Cisco’s first 30 years have been building the global infrastructure that enables people and companies to connect. Our customers, and our partners that serve them, are driving the innovation on top of our platforms to transform themselves, and their industries.

We know our brand is only as strong as the value we’re able to create with (and for) our customers and partners. And today, our brand has the privilege to be counted as one of the top 20 global brands in the world. We are both proud and humbled by this.

And we feel we are just getting started, as we see the amount of new value creation with our customers increasing every day. While we are proud of our global brand position, we have more work to do to help people understand the role that Cisco plays in bringing powerful connections to the world. To that end, today we are pleased to begin a new relationship with Goodby, Silverstein & Partners as our branding and advertising partner moving forward. We are excited to work with this dynamic and innovative team as we further articulate all that Cisco makes possible.

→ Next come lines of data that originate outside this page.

PR #224, opened 2017-05-23
Fix misc issues from #223

mperrin:
@kvangorkom Take a look and see if you think this addresses the points you raised. 

(Ironically, while adding the `outside` option to the hexike function, at one point I had a bug such that `hexike_basis` always returned all NaN for all pixels always. And the whole test suite passed anyway! Because all the comparisons were only checking the valid non-Nan pixels. Ha.  So I added a new test case for that too. )

### DIFF
--- a/.travis.yml
+++ b/.travis.yml
@@ -2,7 +2,7 @@ language: python
 
 python:
     - 2.7
-    - 3.5
+    - 3.6
 
 # Setting sudo to false opts in to Travis-CI container-based builds.
 sudo: false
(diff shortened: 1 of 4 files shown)


kvangorkom:
Hm. `poppy.zernike.zernike_basis(theta=theta,rho=None)` is still sneaking by.  It looks like `zernike_basis` checks only for `rho`, and, if it doesn't see it, silently tosses out the `theta` argument and circumvents the check you added in `zernike`. (So it essentially behaves as if you didn't pass in either one.)

The `outside` option doesn't appear to be quite right—the Gram-Schmidt process clobbers any value adopted before the re-orthonormalization. In `arbitrary_basis`, I simply added an extra line at the end to do this (as well as cast the list of terms to an ndarray for consistency with `zernike_basis`).

mperrin:
After much delay I went back and implemented the fixes you suggested here, @kvangorkom. Thanks for the helpful close reading of my code!  Shouldn't have taken this long to fix, but I hadn't had time to work on webbpsf or poppy at all for the last two months until today (when it became critical suddenly since I had to fix breakage from the astropy 2.0 release).

PR #234, opened 2017-08-18
Requested feature - added option to return complex image plane wavefront 

douglase:
suggested by @jjlumbres, return the final complex plane with calc_psf, without returning all the other intermediate wavefront planes, saving memory.

w/ tests.


poppy/tests/test_core.py
```diff
@@ -393,3 +393,11 @@ def test_unit_conversions():
...
         assert np.all(np.abs(difference) < 3e-5)
 
+def test_return_final_wf():
+    osys =poppy_core.OpticalSystem()
+    osys.add_pupil(optics.CircularAperture(radius=3))   
+    osys.add_detector(pixelscale=0.010, fov_arcsec=5.0)
+    psf = osys.calc_psf(2e-6,return_final=True) 
+    assert len(psf[1])==1 #make sure only one element was returned
+    #test that the wavefront returned is the final wavefront:
+    assert np.max(psf[1][0].intensity-psf[0][0].data)**2 ==0
```
mperrin: Another way of doing this test that might be a little better would be
```assert np.allclose(psf[1][0].intensity, psf[0][0].data)```

Using `allclose` is more robust since it would ignore any differences around machine precision in the least significant bits. I agree it seems reasonable to expect exact agreement here but I'm not 100% certain that would hold try in all cases. 

I'm also a little confused about the `**2` since that's outside the call to `np.max()`; is that intentional?

File: poppy/tests/test_fresnel.py [hunk 2]
```diff
@@ -446,3 +446,21 @@ def test_fresnel_propagate_direct_2forward_and_back():
...
+    gl=fresnel.QuadraticLens(500*u.cm)
+
+    tel.add_optic(gl)
+    tel.add_optic(optics.CircularAperture(radius=M1_radius,name="M1 aperture"))
+    tel.add_optic(optics.ScalarTransmission( name="primary mirror focal plane"), distance=fl_M1)
+    
+    psf=tel.calcPSF(return_final=True)
+    
+    assert len(psf[1])==1
+    assert np.max(psf[1][0].intensity-psf[0][0].data)**2 ==0
```
mperrin: same comment as for `test_return_final_wf`.

poppy/tests/test_fresnel.py
```diff
@@ -446,3 +446,21 @@ def test_fresnel_propagate_direct_2forward_and_back():
     wf.propagate_direct(z)
     wf.propagate_direct(-z)
     np.testing.assert_almost_equal(wf.wavefront, start)
+
+def test_fresnel_return_complex():
```
mperrin: consider renaming these two test functions so the names are more parallel, to make it obvious that it's the same basic test for Fraunhofer and Fresnel. `test_return_final_complex_wavefront` and  `test_fresnel_return_final_complex_wavefront`?

mperrin:
This looks good, and I can see why this feature is a good idea, sure. 

Semi-relatedly, this PR made me realize about an API inconsistency: we use `retain_intermediates` in `poppy_core.py` but `return_intermediates` in `instrument.py`. I wonder if it's worth doing something to make that more consistent. But this almost certainly isn't the time to do that right now in any case.

poppy/tests/test_core.py
douglase: **2 was supposed to be inside the max. good catch.

I switched the assert to allclose, though since it was working on the same array I really think it shoudn't change.

douglase:
(@mperrin, the square was because I used max, I didn't want an array with a bunch of negative numbers and one zero to pass the test.)

douglase:
Is further revision required to merge this PR?

mperrin:
Eh, mostly just your reminding me. Thanks :-) 

I sort of vaguely thought there was some check that wasn't passing, but that doesn't appear to be the case. I must have confused it with a different PR I guess.  Happy to merge it now.

mperrin:
Huh. Despite both tests passing, merging this made the Travis build of `master` fail, in the step where it builds the docs. Huh? Going to try to kick it and see if re-running that job does any better

PR #153, opened 2015-03-30
Improve get_compiler_version

embray:
This improves the still somewhat unreliable (but there's no real great way to do this anyways) `get_compiler_version` function to support more compilers that might have different flags to get their version info, and to return more of said version info (basically everything its version option returns to stdout (or in some cases stderr) by default.

It would be better if we could find out what the compiler is by first compiling the _compiler module and getting info out of that.  But that doesn't help here, since this function is used to figure out what the compiler is before we compile anything in the first place.  Maybe we can do away with that somehow though, since this was mostly just a workaround to an issue in older versions of OSX.

In the meantime, this allows the existing function to work with more compilers, and to return more info.  This change is needed for astropy/astropy#1489

### DIFF
--- a/astropy_helpers/setup_helpers.py
+++ b/astropy_helpers/setup_helpers.py
@@ -49,7 +49,8 @@ _module_state = {
     'registered_commands': None,
     'have_cython': False,
     'have_sphinx': False,
-    'package_cache': None
+    'package_cache': None,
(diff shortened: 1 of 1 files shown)


embray:
Okay, so coverage decreased a little, but not much to do testing-wise here.

Issue #74, opened 2014-08-08
Add generic support for submodules


eteq:
It came up in astropy/photutils#132 that it might be nice to be able to have git submodules available in an affiliated package.  However, the bar for use of submodules is very high: for good or for ill, most people I talk about it are afraid of them/don't understand how to use them.

Fortunately, `ah_bootstrap` has solved this problem already, as has the `ipython` `setup.py` : just update the submodules as part of the setup process.It would be great to put machinery like this in the `astropy-helpers`, so that affiliated packages and astropy can start using it. 

@embray, do you thing the `ah_bootstrap` code can be translated fairly easily into a `setup.py` command to do submodule updating  (a la ipython)? Or would it be better to lift some of it from ipython, or start from scratch?  (or I suppose "not do it at all" is another option)

keflavich:
I'd like to chime in again now that I understand what `ah_bootstrap.py` does: YES, I want this feature!  I have a submodule included in pyspeckit that doesn't clone or load by default, which leads to tests (which I have in a submodule) not loading.  

Astroquery will probably want this too, eventually - for now, it doesn't need any submodules, though.

astrofrog:
How about we make it a command-line option for ``setup.py`` then specific projects can turn it on by default in the ``setup.cfg`` if needed?

embray:
I don't want to add any more zany command-line options if it can be avoided, but as I mentioned earlier I think additional submodules could be listed in setup.cfg.

embray:
@keflavich Note, you can use `git clone --recursive` to clone a repo *and* initialize all its submodules.  I recommend just making an alias for that.

keflavich:
@embray - I can, but other people cloning my repositories won't by default.  And someone installing from source but not from a clone won't get access to the submodule at all.  Right?

embray:
>  And someone installing from source but not from a clone won't get access to the submodule at all

If by which you mean a source tarball or something, if you want the submodule included with it you'll need to put the right entries in the MANIFEST.in file.  I would instead lean on the side of *not* doing that and instead have the submodule (if it is a Python package, at least) listed as a dependency instead.  But there are some cases where that's not preferable (I, for example, would prefer not to actually bundle astropy-helpers with the source tarball, but enough people preferred having it that I had no choice but to bend on that).

cdeil:
By now I also have a use for this feature.

[...]

PR #154, opened 2015-04-02
Make `check_submodule` public.

mdboom:
Over in pyasdf, I found it useful to use the `check_submodule` function in `ah-bootstrap` to update the `asdf-standard` submodule.  (See spacetelescope/pyasdf#86).  Over there, I'm using an old version of ah_bootstrap.py, where it was pretty easy to do.  Now I see that it's become a member function and is harder to use independently.  This restores it as a free function and makes it public.  A follow-on (if this makes sense) will be to update the package template to describe how to use this to automatically update git submodules.

### DIFF
--- a/ah_bootstrap.py
+++ b/ah_bootstrap.py
@@ -151,6 +151,211 @@ CFG_OPTIONS = [
 ]
 
 
+def check_submodule(path, use_git=True, offline=False):
+    """
+    Check if the given path is a git submodule.
+
+    See the docstrings for ``_check_submodule_using_git`` and
+    ``_check_submodule_no_git`` for further details.
+    """
+
+    if (path is None or
+            (os.path.exists(path) and not os.path.isdir(path))):
+        return False
+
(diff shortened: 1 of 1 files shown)


embray:
:-1: in favor of a more general approach to auto-initializing additional submodules as discussed in #74

embray:
I should correct somewhat since there's nothing "non-general" about this.  I guess I'll mostly reiterate my preference for ah_bootstrap to not offer any kind of API of its own.  A function like this could also just as easily go into astropy_helpers.setup_helpers too.  ah_bootstrap is needed to bootstrap astropy-helpers, but it shouldn't be involved in bootstrapping other parts of the package...

mdboom:
Ok.  Just so I'm clear: would you be in favor of a PR that adds this to `astropy_helpers.setup_helpers`, then?

embray:
Sure...

mdboom:
Closed in favor of #155.

PR #155, opened 2015-04-03
Add `update_submodules` to `setup_helpers.py`

mdboom:
This adds the same functionality that `ah_bootstrap.py` uses to get `astropy_helpers`, and makes it available for other submodules.

This automatically finds all the submodules by searching through `.gitmodules`, and then, if necessary, inits and updates them.  It respects the `--no-git` and `--offline` flags, and warns when they may be preventing automatic things from happening.

I'm not crazy about how the `--no-git` and `--offline` flags are passed along to setup_helpers, but I couldn't think of a better way.

### DIFF
--- a/ah_bootstrap.py
+++ b/ah_bootstrap.py
@@ -50,10 +50,12 @@ except ImportError:
 if sys.version_info[0] < 3:
     _str_types = (str, unicode)
     _text_type = unicode
+    import __builtin__ as _builtins
     PY3 = False
 else:
     _str_types = (str, bytes)
     _text_type = str
+    import builtins as _builtins
     PY3 = True
 
 
@@ -209,6 +211,8 @@ class _Bootstrapper(object):
 
         auto_use = config.pop('auto_use', False)
         bootstrapper = cls(**config)
+
+        _builtins._astropy_helpers_config = config
 
         if auto_use:
             # Run the bootstrapper, otherwise the setup.py is using the old
--- a/astropy_helpers/setup_helpers.py
+++ b/astropy_helpers/setup_helpers.py
@@ -7,14 +7,19 @@ setup/build/packaging that are useful to astropy as a whole.
 from __future__ import absolute_import, print_function
 
 import collections
+import io
 import os
 import re
 import shlex
-import shutil
 import subprocess
 import sys
 import textwrap
 import traceback
+
+try:
+    from ConfigParser import RawConfigParser
+except ImportError:
+    from configparser import RawConfigParser
 
 from distutils import log, ccompiler, sysconfig
 from distutils.dist import Distribution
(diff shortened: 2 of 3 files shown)


ah_bootstrap.py
```diff
@@ -210,6 +212,8 @@ def main(cls, argv=None):
         auto_use = config.pop('auto_use', False)
         bootstrapper = cls(**config)
 
+        _builtins._astropy_helpers_config = config
```
embray: I didn't even think about trying to support these options.  But yeah, let's not do this.

I've been thinking of getting rid of those altogether.  They can already be edited in setup.cfg if need be.  Furthermore, I've been thinking of adding support for a "site.cfg" which, if present, could override settings in setup.cfg.  That way developers and downstream packagers who need to make tweaks can put them there instead.

mdboom: Ok.  So I guess what needs to be done is:

- [ ] add `setup.cfg` parsing support to `setup_helpers.py` and grab the values from there.
- [ ] deprecate support for the commandline options in ah_bootstrap (since they won't work with `setup_helpers.py`.
- [ ] update all the messages that refer to the commandline options to refer to the `setup.cfg` settings

Am I on the right track?

embray: Sounds good I think.  Let me have a quick look at the setup.cfg parsing.  I don't think we actually need to write anything for that that isn't already there. 

I think also there's currently an ah_bootstrap section, but I also want to add or change that to astropy-helpers, since there are some other config values related to it that it would be nice to have in a config file.

eteq:
:+1: to this addition - I find myself wanting this from time to time.

I can't remember exactly how easy (possible?) it is to do this with distutils, but is there any chance of using this command to get ``--no-git`` and ``--offline ``on the list of options that ``python setup.py --help`` would show? I still think it's rather problematic that the standard ``--help`` doesn't tell you about that.

embray:
I think it's a slippery slope--really if you want to manage git submodules one should use git commands for that.  

>  but is there any chance of using this command to get --no-git and --offlineon the list of options that python setup.py --help would show

It's not possible.  All this "bootstrap" stuff happens long before distutils or setuptools are even invoked, and is forgotten by then too.

embray:
I'll add--these options were mostly added just to make things easier for downstream packagers.  I almost never use them myself (with the occasional exception of `--no-git`).

jhunkeler:
I know this is an ancient issue, but I recently wanted to automatically initialize an external submodule in an affiliate package. However I was immediately discouraged when I realized astropy_helpers didn't support this behavior.

This would be _quite useful_ for people that need it. Not having this functionality potentially forces the developer to homebrew something (and whatever they come up with may not be very robust), or end up dropping submodules altogether in favor of implementing a different way of obtaining external code.

(If something similar to this has already been implemented upstream please tell me. :))

pllim:
Hmm. This needs rebasing but @mdboom is no longer involved in the development of this tool. So, someone else needs to take over and implement the checkbox items mentioned above...

embray:
I think since this PR was first submitted I refactored some things that should make it easier.   Mostly all that needs to be added is a config option for something like "addtional_submodules" which can take a list of submodule names to update/init.

A lot of the stuff in ah_bootstrap.py is specifically geared toward finding and using some installation of astropy_helpers depending on the context (for example, checking if we're in a git repository, in which it will try to load it from a git submodule).  

I don't know how much all that stuff applies to another project, if at all.  Mostly what I've seen is people just want to be able to update/init a git submodule automatically when they run `setup.py` for the first time.  That's a bit simpler.

astrofrog:
Since this went stale and would need to be started from scratch, I opened an issue here: https://github.com/astropy/astropy-helpers/issues/351 and am closing this.

PR #160, opened 2015-04-22
Fix invalid HTML

mdboom:
Obviously all browsers don't really care or we would have noticed this before, but this offends my sense of compliance ;)


embray:
Not that I'm not all for this, but I thought HTML5 removed the requirement from XHTML for empty tags to have an explicit close slash.

embray:
Oh. Apparently the template *is* XHTML, not HTML5.  Carry on then...

PR #161, opened 2015-04-29
add build_docs command/alias

eteq:
Someone at the Lorentz center python meeting (I think @kbarbary or maybe @cmccully or perhaps @Cadair ?)  mentioned that they found the command ``build_sphinx`` to be confusing.  This basically just adds an alias  to ``build_shinx`` command called ``build_docs`` . 

I have some misgivings about this because it's two commands that do the same thing, but I think ``build_docs`` is much more natural for someone who might not understand what "sphinx" is, so I mildly think it's worth it.

cc @embray @astrofrog

### DIFF
--- a/astropy_helpers/commands/build_sphinx.py
+++ b/astropy_helpers/commands/build_sphinx.py
@@ -222,3 +222,7 @@ class AstropyBuildSphinx(SphinxBuildDoc):
             # prevent that from running.  But there's no other apparent way
             # to signal what the return code should be.
             sys.exit(retcode)
+
+
+class AstropyBuildDocs(AstropyBuildSphinx):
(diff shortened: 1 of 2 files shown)


Cadair:
I think this was me... It has always bugged me a little bit.

embray:
I'm okay with it.

embray:
No reason this can't go in a patch release.  Just add a changelog entry for v1.0.3 please.

embray:
A concurrent update in the Astropy docs is a good idea too.  I'd be in favor of build_sphinx -> build_docs all around.

astrofrog:
+1 from me too (but let's keep build_sphinx for a while to avoid breaking all the CI)

PR #168, opened 2015-06-15
Don't specify protocol on font loading

mdboom:
This is a analogous to astropy/astropy.github.com#81


embray:
Why close?

Would this help with astropy/astropy.github.com#74?

mdboom:
Once I realized that `https://` and not `//` was the way to go, I closed this, since this is already using `https://`.

embray:
Ah, got it.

While many have contributed to the success of our brand to date, we’d like to thank Ogilvy and Mather for their partnership and the work they’ve created on our behalf over the last decade. They have been a strong and trusted partner and we wish them the very best.

Cisco played a major role in creating the Internet as we know it today, and we’re playing an equally large role in its future generations. As we connect the previously unconnected, I am certain the years ahead will be even more amazing as the network becomes the platform on which we work, live, play and learn.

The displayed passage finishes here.